TsingZ0 / FedALA

AAAI 2023 accepted paper, FedALA: Adaptive Local Aggregation for Personalized Federated Learning
Apache License 2.0
113 stars 18 forks source link

There is a question about reproduction #18

Closed ck-available closed 6 months ago

neko941 commented 7 months ago

Hi, I also have a question about the reproduction process. I followed your instructions in "Hyperparameter Settings," but the result is much lower than expected.

With this repo (https://github.com/TsingZ0/FedALA), I used the below command and yielded 0.7332886805 on best accuracy. python -u main.py --algorithm=FedALA --num_classes=10 --global_rounds=2000 --dataset=Cifar10-noniid_unbalanced_dir --eta=1 --rand_percent=80 --layer_idx=1

With the PFLlib repo (https://github.com/TsingZ0/PFLlib), I used the below command and yielded 0.797934022 on best accuracy. python -u main.py --algorithm=FedALA --num_classes=10 --global_rounds=2000 --dataset=Cifar10-noniid_unbalanced_dir --eta=1 --rand_percent=80 --layer_idx=1

The dataset "Cifar10-noniid_unbalanced_dir" is generated with the command below from the PFLlib repo. I plotted the distribution, which seems to match your paper's plot. python generate_Cifar10.py noniid - dir { "num_clients": 20, "num_classes": 10, "non_iid": True, "balance": False, "partition": "dir", "Size of samples for labels in clients": [ [[1,9],[3,668],[4,476],[5,287],[6,5],[7,167],[9,9]], [[0,7],[1,1],[2,62],[4,43],[7,177],[8,1524]], [[2,16],[3,158],[4,1034],[5,3]], [[1,402],[2,12],[3,7],[6,1],[8,1],[9,1657]], [[0,24],[2,5104]], [[0,2832],[3,1432]], [[0,36],[2,578],[3,708],[4,114],[8,4]], [[1,210],[2,2],[3,30],[4,962],[5,1],[7,2],[9,1415]], [[1,18],[3,137],[4,11],[7,2568],[8,8],[9,232]], [[0,2],[3,2511],[4,723]], [[0,454],[2,2],[7,53],[8,655]], [[0,9],[1,744],[3,7],[4,187],[5,5],[7,93],[8,226],[9,693]], [[0,248],[2,2],[4,360],[5,1802],[6,1],[8,3581]], [[1,21],[2,3],[3,237],[4,96],[5,1161],[7,9]], [[1,16],[4,153],[5,1],[7,2930]], [[1,1394],[2,157],[3,28],[4,18],[6,735],[9,1993]], [[0,2358],[1,9],[2,61],[3,2],[4,1822]], [[1,3175]], [[0,29],[3,74],[5,89],[6,5257]], [[0,1],[1,1],[2,1],[3,1],[4,1],[5,2651],[6,1],[7,1],[8,1],[9,1]] ], "alpha": 0.1, "batch_size": 10 }

I used the conda environments that you provided for each repo. Is there something I am doing wrong when reproducing your results in Table 2? Thank you in advance!

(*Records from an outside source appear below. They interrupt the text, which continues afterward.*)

PR #202, opened 2020-10-05
Handle links in XML text values

tobiasschweizer:
resolves [DSP-657](https://dasch.myjetbrains.com/youtrack/issue/DSP-657)

- [x] display external links in read-mode for standard mapping (coordinate with https://dasch.myjetbrains.com/youtrack/issue/DSP-297)
- [x] react to clicking on internal links in read-mode  for standard mapping
- [x] try to use `@HostListener`: https://github.com/dhlab-basel/beol/blob/04c11b712246236cdba732689997bb12d025c888/src/app/directives/mathjax.directive.ts#L242-L375 for internal links: target resource should be shown in the resource viewer

- add target: '_blank' to attributes for external links so that they open in a new tab  -> this might be solved in https://dasch.myjetbrains.com/youtrack/issue/DSP-297


tobiasschweizer:
@flavens @mdelez @kilchenmann 
This PR adds a directive with an `@Output` to react to click and hover events on internal links in text values with markup.

I wonder how this could be integrated in the resource viewer. Could the resource viewer propagate these events, so when used in an app, the behavior could be defined.

I think the resource viewer could have on `@Ouptput` for click events on internal links that would combine:
- clicks on an link value in read-mode
- clicks on an internal link in a text value with markup in read-mode

mdelez (approved):
Nice :)

tobiasschweizer:
@flavens I think #203 will also handle external links in HTML text values in read-mode. However, could we make sure it does not affect the markup inside CKEditor (when the HTML is being edited)?

flavens:
> @flavens I think #203 will also handle external links in HTML text values in read-mode. However, could we make sure it does not affect the markup inside CKEditor (when the HTML is being edited)?

I can check that

tobiasschweizer:
> > @flavens I think #203 will also handle external links in HTML text values in read-mode. However, could we make sure it does not affect the markup inside CKEditor (when the HTML is being edited)?
> 
> I can check that

Great, thank you. If I can help you, let me know.

PR #207, opened 2020-10-08
DSP-806 - Add the attribute 'rel' to uri and geoname value component template

flavens:
resolves [DSP-806](https://dasch.myjetbrains.com/youtrack/issue/DSP-806)


tobiasschweizer (approved):
Is this for security reasons?

https://developer.mozilla.org/en-US/docs/Web/HTML/Link_types/noopener

flavens:
> Is this for security reasons?
> 
> https://developer.mozilla.org/en-US/docs/Web/HTML/Link_types/noopener

Yes, this is what I understood from the [tutorial](https://coryrylan.com/blog/managing-external-links-safely-in-angular) :
> To solve both of these issues any link using target="_blank" should also have a rel="noopener" attribute as well. The rel="noopener" attribute makes sure that the new browser tab does not run on the same process and prevent it from accessing window.opener. [...]
This attribute fixes our performance and security issue, but now we must manually check every link in our application to make sure if it is external that it has the appropriate attributes. Luckily for us, we can leverage Angular Directives to automate this for us.

PR #208, opened 2020-10-09
DSP-762 Error handling and notification service

kilchenmann:
resolves [DSP-762](https://dasch.myjetbrains.com/youtrack/issue/DSP-762)


projects/dsp-ui/src/lib/action/services/notification.service.spec.ts
```diff
@@ -0,0 +1,24 @@
...
+                MatSnackBarModule
+            ],
+            providers: [
+                NotificationService
+            ]
+        });
+        service = TestBed.inject(NotificationService);
+    });
+
+    it('should be created', () => {
```
flavens, line 21: I would have added more unit tests

flavens (commented):
What about the different searches? Full text / advanced / expert

projects/dsp-ui/src/lib/action/services/notification.service.spec.ts
kilchenmann: Ah yes, this was the missing thing ...

kilchenmann:
> What about the different searches? Full text / advanced / expert

What do you mean?

flavens:
> > What about the different searches? Full text / advanced / expert
> 
> What do you mean?

well, I turn off dsp-api and tried the different kind of searches and no error notification, no message, nothing has been displayed, except the error logs in the browser console log. As a user, I would like to know what is going on, why the advanced or expert search form is not displayed or why the full text search result displays 0 result whereas. I know results exist and I have permissions to see them.

kilchenmann:
> > > What about the different searches? Full text / advanced / expert
> > 
> > 
> > What do you mean?
> 
> well, I turn off dsp-api and tried the different kind of searches and no error notification, no message, nothing has been displayed, except the error logs in the browser console log. As a user, I would like to know what is going on, why the advanced or expert search form is not displayed or why the full text search result displays 0 result whereas. I know results exist and I have permissions to see them.

I thought I already added it to advanced search. I will do that. In expert search I do not have an api connection. We can display the form. The error will happen on search which is part of search results...

projects/dsp-ui/src/lib/action/services/notification.service.ts
```diff
@@ -0,0 +1,50 @@
...
+        let duration = 4200;
+        let panelClass: string;
+
+        if (notification instanceof ApiResponseError) {
+            const status = (notification.status === 0 ? 503 : notification.status);
+
+            // get list of default http status message
+            let defaultStatusMsg = this._statusMsg.default;
+
+            message = defaultStatusMsg[status].message + ' ('+status+'): '+ defaultStatusMsg[status].description;
```
mpro7, line 32: With ES6 it is possible to use [template literals](https://developer.mozilla.org/en-US/docs/Web/JavaScript/Reference/Template_literals) which gives some advantages over concatenation, including better code readability.

kilchenmann: Good point. I forgot about template literals

kilchenmann: Resolved in 9923159

projects/dsp-ui/src/lib/action/services/notification.service.ts
```diff
@@ -0,0 +1,50 @@
...
+
+        if (notification instanceof ApiResponseError) {
+            const status = (notification.status === 0 ? 503 : notification.status);
+
+            // get list of default http status message
+            const defaultStatusMsg = this._statusMsg.default;
+            message = `${defaultStatusMsg[status].message} (status): ${defaultStatusMsg[status].description}`;
+
+            // display for 15s
+            duration = 15000;
```
mdelez, line 34: why do we set the duration for 15 seconds here?

projects/dsp-ui/src/lib/action/components/login-form/login-form.component.ts
```diff
@@ -159,6 +161,10 @@ export class LoginFormComponent implements OnInit {
                 this.loginFailed = (error.status === 401 || error.status === 404);
                 this.loginErrorServer = (error.status === 0 || error.status >= 500 && error.status < 600);
 
+                if (this.loginErrorServer) {
+                    this._notification.openSnackBar(error);
+                }
+
                 this.loginSuccess.emit(false);
                 this.errorMessage = error;
```
mdelez, line 169: I think `errorMessage` can be simplified to a boolean now and renamed. The template only checks if it's defined.

mdelez (changes requested):
Nice! Works well. I just have some small remarks.

projects/dsp-ui/src/lib/action/services/notification.service.ts
```diff
@@ -0,0 +1,50 @@
...
+})
+export class NotificationService {
+
+    constructor(
+        private _snackBar: MatSnackBar,
+        private _statusMsg: StatusMsg
+    ) { }
+
+
+    // TODO: maybe we can add more parameters like:
```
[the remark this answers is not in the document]
mpro7: Why actually duration couldn't be a const?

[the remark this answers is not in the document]
kilchenmann: We can set it as a const. The question is: how long should we display a notification? 15 seconds can be to long for success messages but it's okay for the server error messages. We can use a formula as suggest in the second answer here: <https://ux.stackexchange.com/questions/11203/how-long-should-a-temporary-notification-toast-appear> 😄
@mpro7 Would you like to update this PR with best practices? Thanks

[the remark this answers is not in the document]
mpro7: According to the link above and our longest possible message (correct me if I'm wrong) "The request was a legal request, but the server is refusing to respond to it. For use when authentication is possible but has failed or not yet been provided" I suggest to set it to 5 seconds.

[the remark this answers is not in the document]
kilchenmann: Youtrack also displays a snackbar notification in case of server error; the duration there is more than 10 seconds. When we have a server error (db is not running (500) or the whole stack (503)) nothing will work anymore. In this case the notification should be there for longer time and maybe should include a link to `refresh` the page e.g. "Come back in a few minutes and try to <relaod the page>". Already discussed in DSP-710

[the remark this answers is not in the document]
mpro7: As agreed during call the duration will remain as const set to 5 seconds until next possible iteration, when the behaviour of the service will be enriched.

projects/dsp-ui/src/lib/action/components/login-form/login-form.component.ts
mpro7: Done in 7bec4cd.

projects/dsp-ui/src/lib/action/services/notification.service.ts
mpro7: Explained above and changed in 7bec4cd.

mdelez (approved):
Awesome, thanks :)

TsingZ0 commented 7 months ago

You may need to set the --layer_idx=1 to --layer_idx=2. Since the layer index is more fine-grained when creating models using PyTorch than in theory. For example, the last layer contains both weights and biases, setting --layer_idx=1 only covers the biases of the last layer.

Please ensure that you have checked the correct layer index before adjusting --layer_idx, as indicated on line #100 of main.py.

Moreover, please check common hyperparameter settings in run_me.sh and main.py (default settings).

neko941 commented 7 months ago

Thank you for your fast response! Are the results in Table 2 being trained with p=2 because you mentioned in the "Hyperparameter Settings" that p is set to 1? "For FedALA, we set the weights learning rate η = 1.0 (selecting from [0.1, 1.0, 10.0]), random sample percent s = 80 (selecting from [5, 10, 20, 40, 60, 80, 100]), ALA range p = 1 (selecting from [1, 2, ...]1)"

TsingZ0 commented 7 months ago

The p in the paper is not exactly the layer_idx in the code, as we have already highlighted in the code. p=1 is equal to layer_idx=2, etc. This arises from the disparity between the theoretical notations and the practical implementations (e.g., PyTorch) of all DNNs.

Again,

Please ensure that you have checked the correct layer index before adjusting --layer_idx, as indicated on line #100 of main.py.